_Material for this exercise_
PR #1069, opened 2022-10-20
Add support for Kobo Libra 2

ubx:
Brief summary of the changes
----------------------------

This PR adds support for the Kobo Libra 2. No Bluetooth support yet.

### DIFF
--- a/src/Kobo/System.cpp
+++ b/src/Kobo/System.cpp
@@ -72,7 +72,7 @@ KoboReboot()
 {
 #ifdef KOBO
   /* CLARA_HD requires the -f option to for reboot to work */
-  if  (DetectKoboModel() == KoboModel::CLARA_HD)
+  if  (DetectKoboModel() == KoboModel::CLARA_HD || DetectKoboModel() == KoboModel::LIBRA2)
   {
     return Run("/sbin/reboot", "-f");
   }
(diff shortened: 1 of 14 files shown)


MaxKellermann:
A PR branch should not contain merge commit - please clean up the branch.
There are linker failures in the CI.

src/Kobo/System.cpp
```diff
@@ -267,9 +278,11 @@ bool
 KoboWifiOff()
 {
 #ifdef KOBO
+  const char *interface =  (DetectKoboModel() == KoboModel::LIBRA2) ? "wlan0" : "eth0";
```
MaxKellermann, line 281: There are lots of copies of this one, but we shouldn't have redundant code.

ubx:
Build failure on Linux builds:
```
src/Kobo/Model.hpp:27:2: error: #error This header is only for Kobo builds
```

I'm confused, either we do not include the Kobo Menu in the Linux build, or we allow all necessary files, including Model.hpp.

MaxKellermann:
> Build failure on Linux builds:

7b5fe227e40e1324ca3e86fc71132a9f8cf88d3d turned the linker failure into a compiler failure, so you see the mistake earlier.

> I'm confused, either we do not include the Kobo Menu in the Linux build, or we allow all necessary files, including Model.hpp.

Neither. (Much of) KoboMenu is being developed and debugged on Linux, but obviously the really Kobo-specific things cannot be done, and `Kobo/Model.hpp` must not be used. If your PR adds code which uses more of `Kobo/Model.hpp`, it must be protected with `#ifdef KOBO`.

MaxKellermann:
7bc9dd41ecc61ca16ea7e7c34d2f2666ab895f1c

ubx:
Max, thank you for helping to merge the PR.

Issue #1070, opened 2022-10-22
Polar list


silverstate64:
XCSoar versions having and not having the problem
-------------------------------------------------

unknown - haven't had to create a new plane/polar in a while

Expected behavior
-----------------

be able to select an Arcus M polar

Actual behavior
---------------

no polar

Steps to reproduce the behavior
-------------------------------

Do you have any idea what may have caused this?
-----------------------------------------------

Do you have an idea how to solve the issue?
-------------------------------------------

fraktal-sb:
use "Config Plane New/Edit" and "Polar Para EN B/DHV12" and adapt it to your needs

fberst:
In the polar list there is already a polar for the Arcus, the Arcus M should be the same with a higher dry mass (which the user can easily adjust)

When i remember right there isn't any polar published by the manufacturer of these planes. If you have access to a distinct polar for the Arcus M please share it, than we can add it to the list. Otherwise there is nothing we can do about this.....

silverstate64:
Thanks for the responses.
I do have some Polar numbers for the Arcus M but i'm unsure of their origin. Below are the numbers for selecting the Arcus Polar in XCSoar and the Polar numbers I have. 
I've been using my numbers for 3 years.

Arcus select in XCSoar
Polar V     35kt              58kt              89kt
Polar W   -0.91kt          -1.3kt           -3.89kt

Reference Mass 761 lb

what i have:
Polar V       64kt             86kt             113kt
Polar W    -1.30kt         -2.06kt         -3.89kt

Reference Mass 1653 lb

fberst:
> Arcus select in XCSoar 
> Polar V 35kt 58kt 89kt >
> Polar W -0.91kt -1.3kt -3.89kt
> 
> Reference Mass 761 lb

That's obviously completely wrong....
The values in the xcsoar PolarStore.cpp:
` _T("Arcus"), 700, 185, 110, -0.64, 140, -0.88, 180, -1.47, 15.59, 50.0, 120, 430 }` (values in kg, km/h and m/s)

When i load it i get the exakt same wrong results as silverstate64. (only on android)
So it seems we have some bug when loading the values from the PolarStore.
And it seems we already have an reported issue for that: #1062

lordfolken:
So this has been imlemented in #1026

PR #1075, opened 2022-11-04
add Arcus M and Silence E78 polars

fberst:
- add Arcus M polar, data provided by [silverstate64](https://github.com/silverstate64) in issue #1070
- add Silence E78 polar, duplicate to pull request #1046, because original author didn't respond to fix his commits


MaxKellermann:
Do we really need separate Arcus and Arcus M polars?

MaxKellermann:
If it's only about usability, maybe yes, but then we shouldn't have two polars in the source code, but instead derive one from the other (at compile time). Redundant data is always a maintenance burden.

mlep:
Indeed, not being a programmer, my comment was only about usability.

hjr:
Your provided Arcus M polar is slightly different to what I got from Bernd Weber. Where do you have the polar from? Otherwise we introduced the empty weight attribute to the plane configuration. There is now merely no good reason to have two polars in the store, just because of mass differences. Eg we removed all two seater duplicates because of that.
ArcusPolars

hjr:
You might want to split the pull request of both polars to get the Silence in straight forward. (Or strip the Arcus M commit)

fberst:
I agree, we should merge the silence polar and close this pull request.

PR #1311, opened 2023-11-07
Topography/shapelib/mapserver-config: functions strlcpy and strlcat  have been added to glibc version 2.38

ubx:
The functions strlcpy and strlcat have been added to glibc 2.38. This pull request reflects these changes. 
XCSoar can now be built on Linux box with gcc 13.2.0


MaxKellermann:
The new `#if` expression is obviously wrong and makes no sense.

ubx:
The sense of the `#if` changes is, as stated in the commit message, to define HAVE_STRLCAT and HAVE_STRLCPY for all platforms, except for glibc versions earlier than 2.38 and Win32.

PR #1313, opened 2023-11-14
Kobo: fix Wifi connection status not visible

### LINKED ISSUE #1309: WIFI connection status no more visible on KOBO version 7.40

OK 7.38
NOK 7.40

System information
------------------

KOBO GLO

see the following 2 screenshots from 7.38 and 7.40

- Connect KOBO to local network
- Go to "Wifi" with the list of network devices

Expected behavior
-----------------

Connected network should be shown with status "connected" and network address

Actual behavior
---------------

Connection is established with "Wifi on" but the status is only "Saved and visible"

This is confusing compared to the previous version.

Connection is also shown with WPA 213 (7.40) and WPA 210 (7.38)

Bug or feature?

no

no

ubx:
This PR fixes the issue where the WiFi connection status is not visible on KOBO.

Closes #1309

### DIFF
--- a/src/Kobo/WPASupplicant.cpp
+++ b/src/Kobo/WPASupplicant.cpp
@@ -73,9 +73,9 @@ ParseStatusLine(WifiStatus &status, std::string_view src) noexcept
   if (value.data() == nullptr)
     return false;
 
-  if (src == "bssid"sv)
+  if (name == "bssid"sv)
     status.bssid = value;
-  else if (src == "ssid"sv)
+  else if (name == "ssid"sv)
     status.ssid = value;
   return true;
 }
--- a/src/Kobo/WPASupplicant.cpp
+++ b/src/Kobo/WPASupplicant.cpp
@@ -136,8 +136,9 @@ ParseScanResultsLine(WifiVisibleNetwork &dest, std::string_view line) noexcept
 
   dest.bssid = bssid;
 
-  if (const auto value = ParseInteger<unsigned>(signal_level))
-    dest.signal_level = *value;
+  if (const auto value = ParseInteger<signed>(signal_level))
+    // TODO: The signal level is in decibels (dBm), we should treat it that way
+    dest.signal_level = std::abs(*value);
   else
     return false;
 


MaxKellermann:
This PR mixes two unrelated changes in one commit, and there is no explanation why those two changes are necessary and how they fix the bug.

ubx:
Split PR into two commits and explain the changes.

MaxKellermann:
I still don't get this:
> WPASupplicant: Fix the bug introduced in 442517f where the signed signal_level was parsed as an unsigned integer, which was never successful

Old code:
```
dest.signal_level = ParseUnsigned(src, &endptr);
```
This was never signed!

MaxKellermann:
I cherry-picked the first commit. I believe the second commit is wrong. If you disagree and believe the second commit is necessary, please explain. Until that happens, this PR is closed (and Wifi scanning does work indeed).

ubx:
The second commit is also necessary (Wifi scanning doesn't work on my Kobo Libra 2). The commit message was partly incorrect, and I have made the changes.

_Problem requirements_
Please show each line in the records above that contains "what".

_Task output_
Do you have any idea what may have caused this?
what i have:
Your provided Arcus M polar is slightly different to what I got from Bernd Weber. Where do you have the polar from? Otherwise we introduced the empty weight attribute to the plane configuration. There is now merely no good reason to have two polars in the store, just because of mass differences. Eg we removed all two seater duplicates because of that.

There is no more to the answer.